You can use a access door such as this it is much easier to finish. Either order vinyl or metal. I used to work for a contractor that used them on the ceiling for the access which was so much nicer than beading and finishing over rocked access openings. Many sizes to fit your needs.http://www.supplyhouse.com/Acudor-P...-Access-Door?gclid=COrJ_7q-6r4CFRQmMgodigUAXQ


----------



## icerock drywall (Nov 13, 2010)

silverstilts said:


> You can use a access door such as this it is much easier to finish. Either order vinyl or metal. I used to work for a contractor that used them on the ceiling for the access which was so much nicer than beading and finishing over rocked access openings. Many sizes to fit your needs.http://www.supplyhouse.com/Acudor-P...-Access-Door?gclid=COrJ_7q-6r4CFRQmMgodigUAXQ


that is what this one is...I just cut the plaster back and ff it in.


----------



## Corey The Taper (Mar 18, 2014)

Ohh I see you took the plywood off and put the access door.
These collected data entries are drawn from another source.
Issue #333, opened 2025-04-08
Help users diagnose/fix PyEnv Python installation issues


lemuelwatts:
## Summary
We would like to add a Pyenv version enforcer to ensure that users of Habushu are using a version of Pyenv that supports the minimum required Python version (3.9), which is also the lowest version supported by our minimum required Poetry version.

Provide functionality to enforce a specific PyEnv version like uv (#308) and poetry (#302)

The current error displayed is hidden and not immediately obvious especially when running with `mvnd`.

Error message when running pyenv 2.3.25 using python 3.11.4:
```
[INFO] --- enforcer:3.5.0:enforce (enforce-poetry) @ habushu-poetry-add-to-project ---
[INFO] Rule 0: org.technologybrewery.habushu.enforcer.RequirePoetryVersionRule(requirePoetryVersion) passed
[INFO] 
[INFO] --- habushu:3.0.0-SNAPSHOT:validate-python-package-and-dependency-manager (default-validate-python-package-and-dependency-manager) @ habushu-poetry-add-to-project ---
[INFO] Found Poetry 2.1.2
[INFO] Executing pyenv command: pyenv versions --bare
[INFO] Could not find Python version 3.12.9 in following versions [3.11.4] that are installed via pyenv. Installing version 3.12.9 now...
[INFO] Executing pyenv command: pyenv install 3.12.9
[ERROR] python-build: definition not found: 3.12.9

See all available versions with `pyenv install --list'.

If the version you need is missing, try upgrading pyenv:

  brew update && brew upgrade pyenv
```

## DOD

- [x] Add `RequirePyenvVersionRule` with logic to enforce a specific version/range of acceptable pyenv versions
     - Check if installed pyenv supports requested version: `pyenv install --list`
     - `>=3.12.9`?
     - Make sure version of pyenv we enforce is compatible with lowest required versions of poetry/uv/python
- [x] add example in `examples` folder under `poetry` (make sure it runs immediately after `habushu-poetry-enforcer-rule`)
- [x] Update relevant documentation with pyenv/python enforcer information

## Test Steps
**Initial Setup**
1. Pull latest version of habushu and run the following to build the latest version of the plugin: `mvn clean install -Pbootstrap`
2. Check your pyenv version by running `pyenv --version` and you should receive output similar to: `pyenv 2.5.4`

**Validate enforcer success**

[...]

PR #362, opened 2025-04-25
[#333] Add optional Maven Enforcer Rule for pyenv version

lemuelwatts:


habushu-maven-plugin/src/main/java/org/technologybrewery/habushu/PyenvAndPoetrySetup.java
```diff
@@ -110,28 +99,43 @@ public List<String> validatePackageAndDependencyManagerInstallationAndVersion(
             ValidationTrackingStatus validationTracker, List<String> missingRequiredToolMsgs) {
             missingRequiredToolMsgs = validatePoetryInstallationAndVersion(validationTracker, missingRequiredToolMsgs);
             if (usePyenv) {
-                missingRequiredToolMsgs = validatePyenvInstallation(missingRequiredToolMsgs);
-                missingRequiredToolMsgs = validatePyenvConfiguration(missingRequiredToolMsgs);
+                missingRequiredToolMsgs = validatePyenvInstallationandVersion(missingRequiredToolMsgs);
```
lemuelwatts: I: Consolidated `validatePyenvInstallation` and `validatePyenvConfiguration` into a single function

chang-annie: we should rename `validatePyenvInstallationandVersion` to `validatePyenvInstallationAndVersion`

habushu-maven-plugin/src/main/java/org/technologybrewery/habushu/PyenvAndPoetrySetup.java
```diff
@@ -110,28 +99,43 @@ public List<String> validatePackageAndDependencyManagerInstallationAndVersion(
...
 
-    private List<String> validatePyenvConfiguration(List<String> missingRequiredToolMsgs) {
+    private List<String> validatePyenvInstallationandVersion(List<String> missingRequiredToolMsgs) {
+        PyenvCommandHelper pyenvHelper = createPyenvCommandHelper();
+        log.debug("Validating pyenv installation/version and configuration...");
+        Pair<Boolean, String> pyenvInstallStatusAndVersion = pyenvHelper.getIsPyenvInstalledAndVersion();
+        // Check if pyenv is installed and with correct version
+        if (Boolean.FALSE.equals(pyenvInstallStatusAndVersion.getLeft())) {
+            missingRequiredToolMsgs.add(
+                    "'pyenv' is not currently installed! Please install pyenv and try again. Visit https://github.com/pyenv/pyenv for more information.");
```
chang-annie, line 114: q: why do we duplicate the messages here and in `RequirePyenvVersionRule`? can we pull in the messages from there instead?

habushu-maven-plugin/src/main/java/org/technologybrewery/habushu/exec/PyenvCommandHelper.java
```diff
@@ -192,4 +193,13 @@ protected ProcessExecutor createPyenvExecutor(List<String> arguments) {
         fullCommandArgs.addAll(arguments);
         return new ProcessExecutor(workingDirectory, fullCommandArgs, Platform.guess(), null);
     }
+
+    public Pair<Boolean, String> getIsPyenvInstalledAndVersion() {
```
chang-annie, line 183: looks like this new method replaces `isPyenvInstalled`. we could probably remove it since it looks like it's not being used anywhere

habushu-maven-plugin/src/main/java/org/technologybrewery/habushu/PyenvAndPoetrySetup.java
meliz19: I'm leaning against the idea of pulling in the messages from the `RequirePyenvVersionRule`. Ther reason is that this set of code will run even when the enforcer rule is "off". If we pull in methods from the enforcer here, I'm concerned that it might lead to confusion down the road.

habushu-maven-plugin/src/main/java/org/technologybrewery/habushu/PyenvAndPoetrySetup.java
lemuelwatts: Updated function name with capitalized A!

meliz19 (approved):

habushu-maven-plugin/src/main/java/org/technologybrewery/habushu/exec/PyenvCommandHelper.java
lemuelwatts: good catch. removing isPyenvInstalled

habushu-maven-plugin/src/main/java/org/technologybrewery/habushu/PyenvAndPoetrySetup.java
lemuelwatts: Going to leave the message as is

Issue #363, opened 2025-04-28
Create uv example for withGroups configuration


meliz19:
## Description 
In doing #348, we identified several configs that could use example projects to illustrate how the configs work. The purpose of this ticket is to develop an example for `withGroups` in uv.

## DoD
- [x] Develop a uv project that uses the `withGroups` habushu configuration
- [x] Add/Update README documentation where relevant

## Test Steps
1. Build the habushu-maven-plugin
```bash
mvnd clean install -Pbootstrap
```

2. Build the example project without the build cache so that the `pom.xml` updates are captured.
```bash
mvnd clean install -pl :habushu-uv-dependency-groups -Dmaven.build.cache.skipCache
```

3. In the `examples/uv/habushu-uv-dependency-groups/pom.xml` we specify that `groupa` is to be included in the virtual environment sync via the `withGroups` configuration. To verify that the `groupa` dependency group was included, open  the `examples/uv/habushu-uv-dependency-groups/.venv/lib/python3.11/site-packages` and 
    - Verify that the `groupa` dependency (`numpy`) is included 

4. Open `examples/uv/habushu-uv-dependency-groups/pom.xml` and comment out the `withGroups` configuration.
5. Re-run the build command in step 2. 
6. In the `examples/uv/habushu-uv-dependency-groups/.venv/lib/python3.11/site-packages`,
    - Verify that the `groupa` dependency (`numpy`) is NOT included (Note: the groupA dependency group is optional and therefore will not be installed by default).

## Notes
- In the process of doing this ticket, I was unable to come up with a useful example illustrating the use of the `withoutGroups` configuration for a uv project. Instead of removing this functionality from Habushu, we are opting to keep it in and warn users that uv's `uv sync --no-group` functionality is currently underdeveloped and therefore does not possess strong useful functionality at this time.

meliz19:
Completed Definition of Done (DoD) & Over the Shoulder (OTS) with @colinpalmer-pro

chang-annie:
all test steps are passing! closing ticket as done.

- build with bootstrap profile
<img width="727" alt="Image" src="https://github.com/user-attachments/assets/2536ea22-80f0-4dda-87db-e967d71c33e0" />

- build module
<img width="742" alt="Image" src="https://github.com/user-attachments/assets/0c22c8d1-5a3b-496c-b67c-04d820f950cb" />

- confirm `withGroups` works as expected
[...]

PR #369, opened 2025-05-02
[#363] Add uv example demonstrating withGroups configuration

meliz19:
#363

### DIFF
--- a/docs/CONFIGURATION_README.md
+++ b/docs/CONFIGURATION_README.md
@@ -288,8 +288,7 @@ Default: None
 
 **Examples:**
 - [Poetry Dependency Groups](../examples/poetry/habushu-poetry-dependency-groups/README.md)
-
-[//]: # (- [uv Dependency Groups]&#40;TODO&#41;)
+- [uv Dependency Groups](../examples/uv/habushu-uv-dependency-groups/README.md)
 
 ### withoutGroups
 Specifies dependency groups to exclude within the installation.  Example usage:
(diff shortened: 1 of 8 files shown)


docs/CONFIGURATION_README.md
```diff
@@ -314,11 +313,12 @@ or
 
 Default: None
 
+**NOTE:** While Habushu does support this configuration for `uv`, `uv sync --no-group <group>` is underdeveloped and does not possess
```
meliz19, line 316: I: Added this note to let users know that while we do support this config, uv support for `--no-groups` is underdeveloped.

habushu-maven-plugin/src/main/java/org/technologybrewery/habushu/exec/UvAuthenticationCommandHelper.java
```diff
@@ -86,6 +86,7 @@ public void executeSyncCommand(String[] withGroups, String[] withoutGroups, int
             arguments.add(groupName);
         }
         for (String groupName : withoutGroups) {
+            logger.warn("While Habushu does support this configuration, `uv sync --no-group` is underdeveloped and does not possess strong useful functionality at this time.");
```
meliz19, line 89: I: Added this warning too to let users know that while we do support this config, uv support for `--no-groups` is underdeveloped.

lemuelwatts (approved):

Did you mud it ontop what if it needs to be opened


----------



## icerock drywall (Nov 13, 2010)

no..I ff over the lip you screw to the wall.. so all you see is the door :thumbup:


----------



## silverstilts (Oct 15, 2008)

I see now , the hole is cut out more then the plywood size going back to the corner where the person door is. 

Vinyl is the best to go over and finish, metal ones if done by an inexperienced carpenter they usually twist the flange all to hell by screwing it or fastening it improperly making it harder to coat.


----------



## icerock drywall (Nov 13, 2010)

3rd coats going on


----------